TASK DESCRIPTION
For each line of the data below that includes the string "they", count one, and answer with the sum only.

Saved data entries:
PR #1577, opened 2026-04-15
Avoid inner-loop allocations in `longest_path`

jakelishman:
The only use of the per-node `Vec` is to consume it immediately into a `max_by` iterator.  Rewriting the allocating loop as a single `try_fold` removes the unnecessary allocation.

On a test 1.6 million gate circuit over on Qiskit, this sped up our use of `longest_path` from 150ms to 50ms, so a 3x improvement.

### DIFF
--- a/rustworkx-core/src/dag_algo.rs
+++ b/rustworkx-core/src/dag_algo.rs
@@ -303,19 +303,18 @@ where
 
     // Iterate over nodes in topological order
     for node in nodes {
-        let parents = graph.edges_directed(node, petgraph::Direction::Incoming);
-        let mut incoming_path: Vec<(T, G::NodeId)> = Vec::new(); // Stores the distance and the previous node for each parent
-        for p_edge in parents {
-            let p_node = p_edge.source();
-            let weight: T = weight_fn(p_edge)?;
-            let length = dist[&p_node].0 + weight;
-            incoming_path.push((length, p_node));
-        }
-        // Determine the maximum distance and corresponding parent node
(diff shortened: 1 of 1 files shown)


jakelishman:
I got a question about super slow `DAGCircuit.depth` while talking to the India team, which reminded me we never merged this.  We're investing why they saw _such_ a terrible `DAGCircuit.depth` (it was ~70s which is mental regardless of DAG size), but regardless, this is a nice improvement to take.

I'll follow-up with a PR that lets us return the depth without calculating the path as well, which will help a bunch too.

rustworkx-core/src/dag_algo.rs
```diff
@@ -303,19 +303,18 @@ where
...
-            .into_iter()
-            .max_by(|a, b| a.0.partial_cmp(&b.0).unwrap())
-            .unwrap_or((T::zero(), node)); // If there are no incoming edges, the distance is zero
+        let max_path = graph
+            .edges_directed(node, petgraph::Direction::Incoming)
+            .try_fold((T::zero(), node), |longest, p_edge| -> Result<_, E> {
+                let p_node = p_edge.source();
+                let weight: T = weight_fn(p_edge)?;
+                let length = dist[&p_node].0 + weight;
+                if length >= longest.0 {
```
mtreinish, line 312: At first I was wondering if this was a different default on equality, but I checked the `std::cmp` docs and it uses the second argument if they're equal so this is good.

mtreinish (approved):
I"ll close out 1563 as this is a better solution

REPLY TO THE EXERCISE
2